For steady water vapor levels in the atmosphere, the only major way in the end that moisture transfers energy from surface to atmosphere is by its resultant precipitation (other water transitions tend to have no net change on moisture, and don't shift net energy from the ground... water that evaporates and then recondenses at the ground has no net energy change, likewise water vapor that becomes a cloud, then reevaporates at that level has no net energy change over that process).
The average daily precipitation on Earth is around 2 mm per area. The energy for evaporation is 2256 kJ/kg water. So for a square meter, that's
$$0.2 \frac{\,\mathrm{cm}}{\,\mathrm{day}} \cdot 1\,\mathrm{m^2} \cdot \left(\frac{1\,\mathrm{g}}{\,\mathrm{cm^3}}\right) \cdot 2256 \frac{\mathrm{J}}{\mathrm{g}} \cdot \left(\frac{100\,\mathrm{cm}}{1\,\mathrm{m}}\right)^2 = 45120 \frac{\mathrm{J}}{\mathrm{m^2}}\;\mathrm{per}\;\mathrm{day}$$
(the third term is the density of water of $\frac{1\,\mathrm{g}}{\,\mathrm{cm^3}}$ and the fifth term matches units)
Which, converting to per second to get in Watts (multiply by $\mathrm{\frac{1\,day}{86400\,sec}}$), that's about $.5\mathrm{\frac{W}{\,m^2}}$, which comes out to be on roughly the same scale of value as the figure's latent heat value.

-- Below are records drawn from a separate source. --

PR #6627, opened 2022-09-07
chore: remove mock_test files

codyoss:
These files are no longer generated and they would need to be updated during our alias migration if they were still around. I don't think they provide too much value so they are being removed.


tritone (commented):
I see that storage is still used and you restored it in a later commit. Should we be working to remove this dep?

noahdietz:
> I see that storage is still used and you restored it in a later commit. Should we be working to remove this dep?

That was a hand-written file, whereas the ones @codyoss is trying to delete are *generated* files, previously created by the monolith generator. The move to microgenerator did not carry this feature over, so the files in this PR haven't been updated in a while.

tl;dr: Storage mock_test.go is fine as it is.

tritone (approved):

PR #6637, opened 2022-09-08
chore(internal/aliasfix): properly truncate and backup files

codyoss:
- Use os.Create to truncate existing file if needed
- Use named imports to capture error
- Create a bak incase anything goes wrong. We don't want to delete peoples code :)
- Bubble up error if any from WalkDir


noahdietz (approved):
Cool, good idea on the bak

PR #6639, opened 2022-09-08
chore(storage): add multi-transport test runner

noahdietz:
Introduces a `multiTransportTest` runner that executes a given test function with each transport-specific client library, HTTP/JSON and gRPC. This also migrates a few tests that worked OOTB as PoC. Each test should be migrated individually so that any fixes necessary can be made in the same PR (there will be some, I already experienced a few). 

Removes an unnecessary `-` suffix from the gRPC test bucket name prefix used to create the `uid` generator for gRPC.

Switches `uid` generators into `Short` mode to keep names under the 63 character bucket name limit.


storage/integration_test.go
```diff
@@ -238,6 +240,33 @@ func testConfigGRPC(ctx context.Context, t *testing.T) (gc *Client) {
...
+// test function with the sub-test instance, the context it was given, the bucket
+// name to use directly, or as a prefix, and the client to use.
+func multiTransportTest(ctx context.Context, t *testing.T, test func(*testing.T, context.Context, string, *Client)) {
+	for transport, client := range initTransportClients(ctx, t) {
+		t.Run(transport, func(t *testing.T) {
+			defer client.Close()
+
+			bucket := bucketName
+			if transport == "grpc" {
+				bucket = grpcBucketName
```
tritone, line 262: I don't think this is going to work universally. Some tests use the global var bucketName but others need to be able to create/delete multiple buckets inside the test. Perhaps we can have the test supply a slice of bucket names and then we prepend the gRPC prefix when running on gRPC.

tritone (commented):
Generally seems like a good approach!

storage/integration_test.go
noahdietz: The comment I added for this method indicates we can just use this bucket name as a prefix for bucket names to be created. Would that work? Makes the names kind of long, but we don't actually need to read them.

tritone: Ah yeah, probably fine -- let's call it bucketPrefix or something then for clarity.

noahdietz: We can name the parameter "bucketPrefix" in the individual tests that are provided as the test function and need to use it as such, but there are also tests that just want to use it for the bucket it is, so in those it would be named "bucket". Perhaps two parameters would be better and tests can decide which they'd like to use haha

noahdietz: I changed it so that the test function must accept both `bucket string, toCreate string`, but in practice they can just do `bucket string, _ string` or `_ string, toCreate string`. The test runner will generate a new `toCreate` bucket name using the proper transport UID space for each test.

tritone: This still seems kind of needlessly confusing to me -- I think all the tests need to know is whether to add the gRPC prefix to their bucket names or not, right? We can just provide all tests with a prefix (would be empty for HTTP) and they can prepend it to the name of any bucket they are using or creating.

noahdietz: The point is to avoid doing any prefixing or extra logic in the tests - just accept a bucket name and do the test with it. We'd need to write that prefixing logic in every test otherwise. Since bucket names must differ between gRPC and HTTP for the time being, this is the simplest way to abstract that requirement from the test logic.

Another alternative is to have the tests pass in a `newBucket bool` which indicates that the test will create a new bucket and it wants a fresh bucket name in the `bucket string` param rather than the pre-populated "global test" bucket.

noahdietz: I switched it to `bucket string, prefix string` so we can do as you suggest - either the test uses the prepopulated `bucket`, or they use the `prefix` to create their new bucket. It's six in one hand and half a dozen in the other.

tritone (approved):

PR #6643, opened 2022-09-09
refactor(bigquery/storage/managedwriter): internal context refactor

shollyman:
This PR lays the groundwork for enabling retry of append requests on
the underlying stream.  It moves the request context into pending write,
and simplifies the signature of internal methods by using the retained
context rather than propagating it via arguments.

We also add an internal attemptCount property to the pendingWrite, but
do not use it meaningfully in the PR.  It will be used to evaluate retry
logic in future PRs.

Towards internal b/245963141


bigquery/storage/managedwriter/appendresult.go
```diff
@@ -174,7 +180,9 @@ func newPendingWrite(appends [][]byte) *pendingWrite {
 				},
 			},
 		},
-		result: newAppendResult(appends),
+		result:       newAppendResult(appends),
+		attemptCount: 1,
```
alvarowolfx, line 184: This `attemptCount` attribute is not being used anywhere yet. Is this for the future `AppendRetryer` interface ?

alvarowolfx (commented):
In general it looks good to me, just added a minor comment about the `attemptCount` attribute.

bigquery/storage/managedwriter/appendresult.go
shollyman: Yes, the top description notes it's being added but not used yet.

alvarowolfx (approved):

Issue #6651, opened 2022-09-12
bigquery: Timestamp is not parsed correctly


whs:
**Client**

BigQuery

**Environment**

Local

**Go Environment**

How long does it take to achieve that in greenhouse reradiation by that particular water vapor? In a sense it's not easy to calculate the energy directly by each molecule... we know the radiative properties of water, what wavelengths water reflects/absorbs/radiates more at, but it's a cumulative distribution, each molecule affected by its location and interaction with the others that determines the overall amount. We can look how the greenhouse effect roughly doubles the energy we receive in a day, meaning half of all surface energy is from previous surface radiation being returned back... which works out to be that $340.3\mathrm{\frac{W}{\,m^2}}$ of greenhouse return). But either way, it all leads back to residence time meaning it's that same ratio that was given from the figure, 86.4/340.3, and so the same time. It may really help to think of it not so much as how long it stays and how much that water molecule contributes while it is in the atmosphere, but instead about the whole water cycle process being what maintains the amount of water vapor in the atmosphere to allow for that amount of continued greenhouse return, and so it's just one continuous amount versus the other. But if you really do want to think of it as the time for water vapor to generate its greenhouse effect matching its latent heat transfer, it looks like it must be on the order of about 3 days, or around a quarter of its time in the atmosphere, to result in the energy amounts we see.